**TASK GOAL**
For this task, retype the records below exactly.

··· PROVIDED DATA

PR #3016, opened 2022-07-25
RP2040 fix USB device reset

### LINKED ISSUE #3012: USB CDC not flashing RP2040 reliably

kenbell:
This change makes the RP2040 USB much more reliable in the case where a bus fault occurs and the host tries to re-initialize the device.  In that case, the RP2040 should be expecting to respond to packets addressed to device '0'.

This fixes #3012 where a USB hub is failing to allow the initial USB setup packet handshake to complete in some cases (reason unknown).  When the host then tries to 'start-over', the RP2040 was failing to ACK USB packets (probably because it was expecting to respond to the original address).  This logic was borrowed from the Pico bootrom code, which always resets the device address on USB bus reset.

Before fix, bus can get in this state (notice, no ACK from RP2040 to packets on address 0):
image

After fix, although there are more USB resets that should be required, the bus does eventually get itself in a good state:
image

### DIFF
--- a/src/machine/machine_rp2040_usb.go
+++ b/src/machine/machine_rp2040_usb.go
@@ -128,6 +128,8 @@ func handleUSBIRQ(intr interrupt.Interrupt) {
 	// Bus is reset
 	if (status & rp.USBCTRL_REGS_INTS_BUS_RESET) > 0 {
 		rp.USBCTRL_REGS.SIE_STATUS.Set(rp.USBCTRL_REGS_SIE_STATUS_BUS_RESET)
+		rp.USBCTRL_REGS.ADDR_ENDP.Set(0)
+
 		initEndpoint(0, usb.ENDPOINT_TYPE_CONTROL)
 	}
 }


sago35 (approved):
Thanks for the great improvement.

deadprogram:
Thank you @kenbell for the fix and @sago35 for reviewing. Now merging.

PR #3017, opened 2022-07-25
target: add gopherbot and gopherbot2 aliases to simplify for newer users

deadprogram:
This PR adds `gopherbot` and `gopherbot2` aliases to simplify flashing process for newer users.

### DIFF
--- a/targets/gopherbot.json
+++ b/targets/gopherbot.json
@@ -1,0 +1,3 @@
+{
+	"inherits": ["circuitplay-express"]
+}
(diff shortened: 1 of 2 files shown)


kenbell:
Should update README as well?   (is Makefile smoketest also a good idea?)

deadprogram:
No need for smoketest with alias, it is already being tested.

As far as README, I am starting to wonder about the ever growing list of boards... not sure.

sago35 (approved):
🤖🤖🤖

PR #3018, opened 2022-07-25
esp32: fix WDT reset on the MCH2022 badge

aykevl:


sago35:
https://www.espressif.com/en/support/documents/technical-documents
https://www.espressif.com/sites/default/files/documentation/esp32_technical_reference_manual_en.pdf

```
// P.506
Both the MWDTs, as well as the RWDT, can be protected from accidental writing. To accomplish this, they have a
write-key register (TIMERS_WDT_WKEY for the MWDT, RTC_CNTL_WDT_WKEY for the RWDT.) On reset, these
registers are initialized to the value 0x50D83AA1. When the value in this register is changed from 0x50D83AA1,
write protection is enabled. Writes to any WDT register, including the feeding register (but excluding the write-key
register itself), are ignored. The recommended procedure for accessing a WDT is:
1. Disable the write protection
2. Make the required modification or feed the watchdog
3. Re-enable the write protection
```

sago35 (approved):
It might be better to run `Re-enable the write protection`.
However, it is probably not necessary to change it.

deadprogram:

aykevl:
@sago35 that would be helpful if the WDT is enabled. But in this case, we disable the WDT so I don't see a reason to enable protection.

PR #3021, opened 2022-07-26
esp32: optimize SPI transmit

aykevl:
For write-only operations (in SPI displays for example), the transmit speed is doubled with this relatively small change.


deadprogram:
See https://github.com/tinygo-org/tinygo/runs/7529106699?check_suite_focus=true#step:10:497 for build error

aykevl:
Oops, my Makefile was incorrect and wasn't recompiling the binary after I made some changes. The code should work now (and be even slightly faster!)

deadprogram:
Can you please rebase against `dev` now that the CI fix is in?

deadprogram (approved):

aykevl:
Rebased.

deadprogram:
Thanks @aykevl now merging.

PR #3023, opened 2022-07-27
usb/midi: add definition of MIDI note number

sago35:


src/machine/usb/midi/notes.go
```diff
@@ -0,0 +1,108 @@
+package midi
+
+// Note represents a MIDI note number. For example, Note(69) is A4 or 440Hz.
+type Note uint8
+
+// Define all the notes in a format similar to the Tone library in the Arduino
+// IDE.
+const (
+	A0 Note = iota + 21 // 27.5Hz
+	AS0
```
deadprogram, line 10: What do you think about using Unicode like `A♯0` for the sharps?

deadprogram: Also, in a separate section to not disturb the `iota` how about also putting in consts for the flats e.g. `B♭0 = A♯0`

sago35: Interesting idea.
However, for compatibility with Arduino, I would like to keep AS0 etc. and define A♯0 etc.

deadprogram: That makes sense. I was also thinking it might not be as easy for people to type, even though it would look nice to read.

sago35: It seems to be impossible to build.
I get the same error with Go.

https://go.dev/play/p/CDpt003Xhbg

```
./prog.go:4:3: invalid character U+266F '♯' in identifier
./prog.go:5:3: invalid character U+266D '♭' in identifier

Go build failed.
```

deadprogram: I think I misunderstood what was possible here. Never mind. :black_cat:

deadprogram (approved):

deadprogram:
Thank you @sago35 :musical_keyboard:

······

**SOLUTION BELOW**
PR #3016, opened 2022-07-25
RP2040 fix USB device reset

### LINKED ISSUE #3012: USB CDC not flashing RP2040 reliably

kenbell:
This change makes the RP2040 USB much more reliable in the case where a bus fault occurs and the host tries to re-initialize the device.  In that case, the RP2040 should be expecting to respond to packets addressed to device '0'.

This fixes #3012 where a USB hub is failing to allow the initial USB setup packet handshake to complete in some cases (reason unknown).  When the host then tries to 'start-over', the RP2040 was failing to ACK USB packets (probably because it was expecting to respond to the original address).  This logic was borrowed from the Pico bootrom code, which always resets the device address on USB bus reset.

Before fix, bus can get in this state (notice, no ACK from RP2040 to packets on address 0):
image

After fix, although there are more USB resets that should be required, the bus does eventually get itself in a good state:
image

### DIFF
--- a/src/machine/machine_rp2040_usb.go
+++ b/src/machine/machine_rp2040_usb.go
@@ -128,6 +128,8 @@ func handleUSBIRQ(intr interrupt.Interrupt) {
 	// Bus is reset
 	if (status & rp.USBCTRL_REGS_INTS_BUS_RESET) > 0 {
 		rp.USBCTRL_REGS.SIE_STATUS.Set(rp.USBCTRL_REGS_SIE_STATUS_BUS_RESET)
+		rp.USBCTRL_REGS.ADDR_ENDP.Set(0)
+
 		initEndpoint(0, usb.ENDPOINT_TYPE_CONTROL)
 	}
 }


sago35 (approved):
Thanks for the great improvement.

deadprogram:
Thank you @kenbell for the fix and @sago35 for reviewing. Now merging.

PR #3017, opened 2022-07-25
target: add gopherbot and gopherbot2 aliases to simplify for newer users

deadprogram:
This PR adds `gopherbot` and `gopherbot2` aliases to simplify flashing process for newer users.

### DIFF
--- a/targets/gopherbot.json
+++ b/targets/gopherbot.json
@@ -1,0 +1,3 @@
+{
+	"inherits": ["circuitplay-express"]
+}
(diff shortened: 1 of 2 files shown)


kenbell:
Should update README as well?   (is Makefile smoketest also a good idea?)

deadprogram:
No need for smoketest with alias, it is already being tested.

As far as README, I am starting to wonder about the ever growing list of boards... not sure.

sago35 (approved):
🤖🤖🤖

PR #3018, opened 2022-07-25
esp32: fix WDT reset on the MCH2022 badge

aykevl:


sago35:
https://www.espressif.com/en/support/documents/technical-documents
https://www.espressif.com/sites/default/files/documentation/esp32_technical_reference_manual_en.pdf

```
// P.506
Both the MWDTs, as well as the RWDT, can be protected from accidental writing. To accomplish this, they have a
write-key register (TIMERS_WDT_WKEY for the MWDT, RTC_CNTL_WDT_WKEY for the RWDT.) On reset, these
registers are initialized to the value 0x50D83AA1. When the value in this register is changed from 0x50D83AA1,
write protection is enabled. Writes to any WDT register, including the feeding register (but excluding the write-key
register itself), are ignored. The recommended procedure for accessing a WDT is:
1. Disable the write protection
2. Make the required modification or feed the watchdog
3. Re-enable the write protection
```

sago35 (approved):
It might be better to run `Re-enable the write protection`.
However, it is probably not necessary to change it.

deadprogram:

aykevl:
@sago35 that would be helpful if the WDT is enabled. But in this case, we disable the WDT so I don't see a reason to enable protection.

PR #3021, opened 2022-07-26
esp32: optimize SPI transmit

aykevl:
For write-only operations (in SPI displays for example), the transmit speed is doubled with this relatively small change.


deadprogram:
See https://github.com/tinygo-org/tinygo/runs/7529106699?check_suite_focus=true#step:10:497 for build error

aykevl:
Oops, my Makefile was incorrect and wasn't recompiling the binary after I made some changes. The code should work now (and be even slightly faster!)

deadprogram:
Can you please rebase against `dev` now that the CI fix is in?

deadprogram (approved):

aykevl:
Rebased.

deadprogram:
Thanks @aykevl now merging.

PR #3023, opened 2022-07-27
usb/midi: add definition of MIDI note number

sago35:


src/machine/usb/midi/notes.go
```diff
@@ -0,0 +1,108 @@
+package midi
+
+// Note represents a MIDI note number. For example, Note(69) is A4 or 440Hz.
+type Note uint8
+
+// Define all the notes in a format similar to the Tone library in the Arduino
+// IDE.
+const (
+	A0 Note = iota + 21 // 27.5Hz
+	AS0
```
deadprogram, line 10: What do you think about using Unicode like `A♯0` for the sharps?

deadprogram: Also, in a separate section to not disturb the `iota` how about also putting in consts for the flats e.g. `B♭0 = A♯0`

sago35: Interesting idea.
However, for compatibility with Arduino, I would like to keep AS0 etc. and define A♯0 etc.

deadprogram: That makes sense. I was also thinking it might not be as easy for people to type, even though it would look nice to read.

sago35: It seems to be impossible to build.
I get the same error with Go.

https://go.dev/play/p/CDpt003Xhbg

```
./prog.go:4:3: invalid character U+266F '♯' in identifier
./prog.go:5:3: invalid character U+266D '♭' in identifier

Go build failed.
```

deadprogram: I think I misunderstood what was possible here. Never mind. :black_cat:

deadprogram (approved):

deadprogram:
Thank you @sago35 :musical_keyboard:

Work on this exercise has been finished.